| Work order |
Filter the records below down to lines containing "versions".

-- Dataset records follows --

PR #1742, opened 2025-04-25
Fix high RAM usage related to RGB scripts

shaforostoff:
RAM usage goes down from 1.2GB to 150MB when loading Project One.qxw

[qxw.zip](https://github.com/user-attachments/files/19917381/qxw.zip)


mcallegari:
Hey @shaforostoff thanks for this.
Can you please explain a bit your findings?

While reviewing the change, I see some interesting things, but I think it will crash as it did before my latest changes.
If you create a script from the RGBScriptCache (so in the UI thread) and then use it from the MasterTimer thread, it will crash.
You can easily reproduce this with a large matrix (eg. 20x20 rgb panel) and the plasma effect.
I'm gonna check your PR myself

mcallegari:
And unfortunately it crashes.
Please use the attached sample. 
- Open the RGB matrix editor and hit preview
OR
- Go to VC and press the button. 
It should crash within a few seconds.
[plasma.zip](https://github.com/user-attachments/files/19921025/plasma.zip)

shaforostoff:
> It should crash within a few seconds. [plasma.zip](https://github.com/user-attachments/files/19921025/plasma.zip)

Thanks for providing an easy way to reproduce the crash! I have pushed a new version which doesn't crash with this plasma.qxw (i opened the file, then pressed Play and moved slider in the virtual console to reproduce the crash).

I tried to explain each change in commit messages, if you still have questions I will gladly answer them

engine/src/rgbscriptscache.cpp
```diff
@@ -39,18 +39,18 @@ QStringList RGBScriptsCache::names() const
...
     {
-        return *mScript;
+        return mScript;
     }
     else
     {
         mScript->load(filename);
-        return *mScript;
+        return mScript;
     }
```
shaforostoff, line 54: the huge leak was happening here

mcallegari:
hey @shaforostoff I just tested your latest changes and found that this sequence freeze QLC+:
- open plasma project
- go to RGB matrix editor (preview is OK)
- hit the "play" button
- change the RGB script

shaforostoff:
> hey @shaforostoff I just tested your latest changes and found that this sequence freeze QLC+:
> 
> * open plasma project
> * go to RGB matrix editor (preview is OK)
> * hit the "play" button
> * change the RGB script

Thanks for pointing this out!!
This is now fixed by having a dedicated thread which runs QJSEngine.

mcallegari:
@shaforostoff I have done some tests, even with multiple RGB panels and two matrices activated at the same time and it works pretty well! Thank you for this.
While attempting to fix the thread safety issue the first time I attempted several ways, including using QMetaObject::invokeMethod but for some reason it still crashed for me :(
Glad you found a way to make it work. Sometimes Qt can really be obscure...

Just a couple of consideration on this PR: 
- please stick to the code style and add a space after if/else/for/while
- I would separate audio triggers and xypad changes into another PR. Just to keep history clean

Thanks again!

PR #1743, opened 2025-04-29
Do not updateStepColor() with 1-too-high step count

Jurrie:
During the "RGB Matrix to sequence" logic, while looping through the RGB Matrix, everything is ok. But the last step of the loop will try to set `currentStep` to a value that is 1 too high. This will in turn cause QLC+ to try to set colors to values out of range 0 <= c < 256, causing errors in the console.


mcallegari:
@Jurrie thanks. Does this fix a specific report from the forums?

Jurrie:
> @Jurrie thanks. Does this fix a specific report from the forums?

No it does not. I tried to reproduce https://www.qlcplus.org/forum/viewtopic.php?t=18273 and found this while doing so.

PR #1745, opened 2025-04-30
Port QML UI to Qt6

mcallegari:
Also, migrate Windows builds to ninja and make use of official Qt versions and windeployqt

PR #1746, opened 2025-04-30
Update m_columnSpin when m_compCombo or m_16bitCheck change

Jurrie:
We now include the 16bit checkbox in the calculation of the maximum amount of columns.
We also set the value of m_columnSpin to the maximum if its current value is over the new maximum.

### DIFF
--- a/ui/src/addrgbpanel.cpp
+++ b/ui/src/addrgbpanel.cpp
@@ -21,6 +21,8 @@
 #include <QDebug>
 #include <QSettings>
 
+#include <math.h>
+
 #include "addrgbpanel.h"
 #include "doc.h"
 
@@ -53,7 +55,14 @@ AddRGBPanel::AddRGBPanel(QWidget *parent, const Doc *doc)
     connect(m_uniCombo, SIGNAL(currentIndexChanged(int)),
             this, SLOT(slotUniverseChanged()));
     connect(m_compCombo, SIGNAL(currentIndexChanged(int)),
-            this, SLOT(slotComponentsChanged(int)));
+            this, SLOT(slotComponentsChanged()));
+#if (QT_VERSION < QT_VERSION_CHECK(6, 7, 0))
+    connect(m_16bitCheck, SIGNAL(stateChanged(int)),
+            this, SLOT(slotComponentsChanged()));
+#else
+    connect(m_16bitCheck, SIGNAL(checkStateChanged(Qt::CheckState)),
+            this, SLOT(slotComponentsChanged()));
+#endif
     connect(m_addressSpin, SIGNAL(valueChanged(int)),
             this, SLOT(slotAddressChanged()));
     connect(m_columnSpin, SIGNAL(valueChanged(int)),
@@ -96,12 +105,19 @@ void AddRGBPanel::slotUniverseChanged()
     checkAddressAvailability();
 }
 
-void AddRGBPanel::slotComponentsChanged(int index)
+void AddRGBPanel::slotComponentsChanged()
 {
-    if (index == 6) // RGBW
-        m_columnSpin->setMaximum(128);
-    else
-        m_columnSpin->setMaximum(170);
+    int dmxChannelsPerPixel = 3;
+    if (m_compCombo->currentIndex() == 6) // RGBW
+        dmxChannelsPerPixel = 4;
+
+    if (m_16bitCheck->isChecked())
+        dmxChannelsPerPixel *= 2;
+
+    m_columnSpin->setMaximum(floor(UNIVERSE_SIZE / dmxChannelsPerPixel));
+
+    if (m_columnSpin->value() > m_columnSpin->maximum())
+        m_columnSpin->setValue(m_columnSpin->maximum());
 }
 
 void AddRGBPanel::slotAddressChanged()
--- a/ui/src/addrgbpanel.h
+++ b/ui/src/addrgbpanel.h
@@ -80,7 +80,7 @@ private:
 
 protected slots:
     void slotUniverseChanged();
-    void slotComponentsChanged(int index);
+    void slotComponentsChanged();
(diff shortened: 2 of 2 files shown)


mcallegari:
Hi @Jurrie sorry for the confusion.
The aim was to resolve a Codacy indication about an include but in the end it's the same as your original PR.
I think qFloor vs std::floor doesn't make any difference.
Actually, the standard C++ method is preferred, considering the amount of deprecations happening so fast in Qt.
I'll revert my changes.

ui/src/addrgbpanel.cpp
```diff
@@ -53,7 +54,9 @@ AddRGBPanel::AddRGBPanel(QWidget *parent, const Doc *doc)
     connect(m_uniCombo, SIGNAL(currentIndexChanged(int)),
             this, SLOT(slotUniverseChanged()));
     connect(m_compCombo, SIGNAL(currentIndexChanged(int)),
-            this, SLOT(slotComponentsChanged(int)));
+            this, SLOT(slotComponentsChanged()));
+    connect(m_16bitCheck, SIGNAL(stateChanged(int)),
```
mcallegari, line 58: Which Qt version have you used to test this signal? Qt 5.x?
According to documentation, Qt 6.7+ emits [checkStateChanged](https://doc.qt.io/qt-6/qcheckbox.html#checkStateChanged)

Jurrie: I just used the defaults, so I think it's Qt 5 (since the GitHub actions seem happy, and their name suggests they use Qt 5). I'm happy to test with Qt 6, but how to build? I checked [the wiki](https://github.com/mcallegari/qlcplus/wiki) but didn't find a page that explains it. (In fact, [this page](https://github.com/mcallegari/qlcplus/wiki/QLC-Plus-5-build-HOWTO) explicitly states that Qt 6 is not supported yet.)

mcallegari:
The page you referred is to build v5 with Qt6. On master that is still true, but I worked for weeks to port it.
See my [huge PR](https://github.com/mcallegari/qlcplus/pull/1745)

Build instructions for v4 are still valid if you point to Qt6 instead of Qt5.
On which OS do you build?

Jurrie:
> The page you referred is to build v5 with Qt6. On master that is still true, but I worked for weeks to port it. See my [huge PR](https://github.com/mcallegari/qlcplus/pull/1745)

Impressive PR indeed! I knew you were busy with Qt 6 support but didn't realize there was a PR already.

> Build instructions for v4 are still valid if you point to Qt6 instead of Qt5. On which OS do you build?

I use Ubuntu LTS. If you could tell me how to point cmake to Qt 6, then I'll check if this PR works using Qt 6.

mcallegari:
Download the official Qt version and do:
```
mkdir build && cd build
cmake -DCMAKE_PREFIX_PATH="/home/your_user/Qt/6.9.0/gcc_64/lib/cmake/" ..
make
```

Jurrie:
> Download the official Qt version and do:
> 
> ```
> mkdir build && cd build
> cmake -DCMAKE_PREFIX_PATH="/home/your_user/Qt/6.9.0/gcc_64/lib/cmake/" ..
> make
> ```

Oh shoot, you were just ahead of me. I am using the packages in the Ubuntu repository instead. I already do that for Qt 5; that's why I struggled with Qt 6: the package names are sometimes different.

But it seems to compile and run ok. (Just a tiny change in `/qlcplus/engine/src/script.cpp`.)
Want me to wrap up some build instructions using vanilla Ubuntu and system Qt 6packages? Or isn't that useful?

mcallegari:
> But it seems to compile and run ok. (Just a tiny change in /qlcplus/engine/src/script.cpp.)

Wait. The "old" Script class chould not be built with Qt6. You're doing something wrong.
Please start from a clean checkout

> Want me to wrap up some build instructions using vanilla Ubuntu and system Qt 6packages? Or isn't that useful?

Well, technically the official Linux release is still based on Qt5 but Ok, instructions can be updated for Qt6.
To be honest though, I still don't have a Linux distro where Qt6 is the default.

ui/src/addrgbpanel.cpp
Jurrie: In Qt 6.9.0 `stateChanged(int)` is indeed deprecated in favor of `checkStateChanged(Qt::CheckState)`.

Jurrie: This should not be 6.9.0, but also not 6.0.0. It should be 6.7.0 as the documentation states it is introduced in that version.

mcallegari:
@Jurrie  Why have you overwritten my change?
I checked before doing it:
https://doc.qt.io/archives/qt-6.0/qcheckbox.html#stateChanged

stateChanged was present in Qt 6.0.0

Jurrie:
> @Jurrie Why have you overwritten my change? I checked before doing it: [doc.qt.io/archives/qt-6.0/qcheckbox.html#stateChanged](https://doc.qt.io/archives/qt-6.0/qcheckbox.html#stateChanged)
> 
> stateChanged was present in Qt 6.0.0

It should be `stateChanged` for all versions of Qt 5, and Qt 6 up to (excluding) 6.7.0, right? That's how I read [the docs on checkStateChanged](https://doc.qt.io/qt-6/qcheckbox.html#checkStateChanged) which you pointed me to in [your comment](https://github.com/mcallegari/qlcplus/pull/1746#discussion_r2071205623). And from Qt 6.7.0 and up it should be `checkStateChanged`?

So the code should read something like:

```
#if (QT_VERSION < QT_VERSION_CHECK(6, 7, 0))
    // Use stateChanged(int)
#else
    // Use checkStateChanged(Qt::CheckState)
#endif
```

Or am I completely misinterpreting the Qt documentation?

mcallegari:
You're right. I misread the name in the documentation.

PR #1749, opened 2025-05-03
Fix hanging connections because maxPendingConnections is reached

Jurrie:
The bug in question:
Open QLC+ using `--web`, start a browser and navigate to `http://localhost:9999`, then start refreshing bypassing the browsers cache using CTRL+SHIFT+R. After some attempts you will see that the browser's connection starts hanging.

The reason for this is that every connection is added to the list of "pending connections", and this list is finite. By default, it's 30 positions. So after 30 connections (with every page request using multiple connections), things get clogged up.

The solution:
Since QLC+ doesn't use pending connections in `QHttpServer` (there is no call to `m_tcpServer->nextPendingConnection()`), it is no problem to remove support for that.

Either that, or we should call nextPendingConnection() for every connection we add with addPendingConnection(QTcpSocket*). But I wasn't sure where to do that call.

### DIFF
--- a/webaccess/src/qhttpserver/qhttpserver.cpp
+++ b/webaccess/src/qhttpserver/qhttpserver.cpp
@@ -141,6 +141,4 @@ void CustomTcpServer::incomingConnection(qintptr handle)
             this, SIGNAL(webSocketDataReady(QHttpConnection*,QString)));
     connect(connection, SIGNAL(webSocketConnectionClose(QHttpConnection*)),
             this, SIGNAL(webSocketConnectionClose(QHttpConnection*)));
-
-    addPendingConnection(socket);
 }


mcallegari:
Intersting one!
Might this be related too?
https://www.qlcplus.org/forum/viewtopic.php?t=18239

Jurrie:
> Interesting one!
> Might this be related too?
> [qlcplus.org/forum/viewtopic.php?t=18239](https://www.qlcplus.org/forum/viewtopic.php?t=18239)

Could very well be. The forum message talks about two different clients, each with a browser. That's two times the connection count of a single user. When a single user "behaves like a normal user" and doesn't CTRL+SHIFT+R like a madman, you probably don't notice. But double that count, and it might be enough to trigger the bug.

I also think the bug is more prevalent now that [the favicons are in](https://github.com/mcallegari/qlcplus/pull/1698). The browser will try to side-load these, using yet another connection.

On a side note: I do notice this bug regularly when doing shows. My use-case is that I'm on an Android tablet, switching between another app and the browser. The browser will reload every time I switch. That has probably triggered this bug. When it occurs I notice that QLC+ will still run the light show and even respond to OSC messages. So the app in general is not crashing, just the HTTP web console side. And a stop+start of the QLC+ process fixes everything.

> An alternative is [Qt HTTP Server](https://doc.qt.io/qt-6/qthttpserver-index.html), but they licensed it as GPLv3 so not compatibe with QLC+ code

As explained [here](https://www.apache.org/licenses/GPL-compatibility.html). I see... Too bad 🙁

shaforostoff:
> Interesting one! Might this be related too? https://www.qlcplus.org/forum/viewtopic.php?t=18239
> 
> > On a side note, the QHttpServer project [nikhilm/qhttpserver#72 (comment)](https://github.com/nikhilm/qhttpserver/issues/72#issuecomment-1430785252). There is [nikhilm/qhttpserver#64](https://github.com/nikhilm/qhttpserver/pull/64), which seems to fix a memory leak. Maybe that PR should be applied in QLC+? Or maybe there is a maintained alternative to QHttpServer somewhere?
> 
> An alternative is [Qt HTTP Server](https://doc.qt.io/qt-6/qthttpserver-index.html), but they licensed it as GPLv3 so not compatibe with QLC+ code

this change doesn't change anything, because m_request is always created by passing QHttpConnection as its parent. Both are QObjects, so when QHttpConnection is destructed, QHttpRequest is deleted as well because it is a child of connection in QObject terms. On the countrary, this change is harmful because deleting QObjects directly via delete operator instead of calling deleteLater can cause a crash, because deleteLater proceeds with deletion only after all signal-slot connections have been processed. If QObject is deleted via delete operator and there are still signal-slot connections pending, they will operate on the already freed pointer.

shaforostoff:
I have tried this branch and it works well, I am voting for merging it

mcallegari:
> I have tried this branch and it works well, I am voting for merging it

So is this change good or bad? Didn't seem so from your first review

shaforostoff:
This QLC+ PR is good. I was referring to qhttpserver PR https://github.com/nikhilm/qhttpserver/pull/64 which we should _not_ port to our code.

shaforostoff (approved):

mcallegari:
> This QLC+ PR is good. I was referring to qhttpserver PR [nikhilm/qhttpserver#64](https://github.com/nikhilm/qhttpserver/pull/64) which we should _not_ port to our code.

Ah OK!
Let's merge this one

PR #1755, opened 2025-05-24
allow any serial port device.

plutphil:
Hi,
I'm trying to use an arduino as a dmx adapter. Therefore i would like to make this pull request. I guess i need to change the code a bit. It would be nice that the com port number or path is visible in ui. Is it possible to use just a usb serial converter with an rs485 module?


mcallegari:
Rejected. You need to build the UART plugin which is used on the Raspberry Pi.

plutphil:
> Rejected. You need to build the UART plugin which is used on the Raspberry Pi.

does this work on windows?

PR #1756, opened 2025-05-25
add two Stairville fixtures

theowl337:
Added two fixtures:
- Stairville BEL6 IP Bar HEX (only 6 channel mode)
- Stairville BSW-350 LED (only 32 channel mode)


theowl337:
Thanks for reminding me.
I'll be sure to add the other modes and validate them.

PR #1722, opened 2025-04-15
The QTreeWidget for Slider dialog → Level tab now allows sorting

Jurrie:
This was a feature request in [the forum](
https://forum.qlcplus.org/viewtopic.php?t=18266).

PR #1763, opened 2025-06-08
ui/virtualconsole: fix sorting in the level tab of the slider dialog

jpue:
#1722 (or 4bbba7ba85716ce3076739db013a25633a9dcaac, respectively) introduced the possibility to sort the fixture-channel-list on the `Level` page of Virtual Console Slider properties dialog.

However, this was done by comparing the channel names as a string and thus introduced known "sorting anomalies": Channel 1 - Channel 10 - Channel 11 - Channel 2 - ... (tested with the `Lixada Mini Gobo Moving Head` fixture).

In my opinion, this is particularly unintuitive for non-programmer users of QLC+.

This PR attempts to fix this problem by basing the sort on the numeric channel id instead of the string name.

(I am not very familiar with Qt Framework and its internals, so if there is a better solution, please treat this PR as an issue report and ignore my code.)

### DIFF
--- a/ui/src/CMakeLists.txt
+++ b/ui/src/CMakeLists.txt
@@ -103,6 +103,7 @@ add_library(${module_name}
     simpledeskengine.cpp simpledeskengine.h
     speeddial.cpp speeddial.h
     speeddialwidget.cpp speeddialwidget.h
+    treewidgetitem.cpp treewidgetitem.h
     universeitemwidget.cpp universeitemwidget.h
     videoeditor.cpp videoeditor.h videoeditor.ui
     videoprovider.cpp videoprovider.h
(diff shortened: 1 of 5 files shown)


mcallegari:
I wonder, since the UI presents the channel number, what if we always present a 3 digit number?
001: pan
002: pan fine
...

jpue:
That would definitely be easier to implement, but only make sense if fixtures cannot have more than 999 channels. Of course, a DMX universe has “only” 512 channels, but I have not tested large cross-universe RGB panels, for example.

In any case, I have implemented the change you suggested. I can force-push it here, if you like.

mcallegari:
Yeah please push here. Thanks
If anyone stumbles into a 999+ channel fixture then we'll add another digit here :wink:

mcallegari:
Thanks :+1:

PR #1768, opened 2025-06-19
Fixtureeditor/mode editor: disable "source" channel item in ActsOn co…

edogawa23:
…mbobox list

Apparently the docs on Fixture editor's ActsOn setting are not being read/found or misunderstood constantly by new contributors of fixture definitions. One reason might be that the Mode editor screenshot in the manual is from an older version and doesn't even include the "Acts On:"column so the text explaining the functionality can easily be overseen or just be ignored, IMHO.
So this PR tries to reduce this common error for new users by disabling the channel the combobox is clicked on.

This is just a simple workaround, but at least it might help avoiding the same mistake again and again.
A more complete solution would be to preselect and enable only possible target channels for a certain channel type, but that's beyond my programming capabilities I fear...


mcallegari:
Hey @edogawa23 I just pushed a change that improves this PR. Thanks for submitting
https://github.com/mcallegari/qlcplus/commit/058270df23ded45fb16a47e1b6dc8200faf60e78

-- Dataset records concluded --

| Answer to this problem |
Also, migrate Windows builds to ninja and make use of official Qt versions and windeployqt
It should be `stateChanged` for all versions of Qt 5, and Qt 6 up to (excluding) 6.7.0, right? That's how I read [the docs on checkStateChanged](https://doc.qt.io/qt-6/qcheckbox.html#checkStateChanged) which you pointed me to in [your comment](https://github.com/mcallegari/qlcplus/pull/1746#discussion_r2071205623). And from Qt 6.7.0 and up it should be `checkStateChanged`?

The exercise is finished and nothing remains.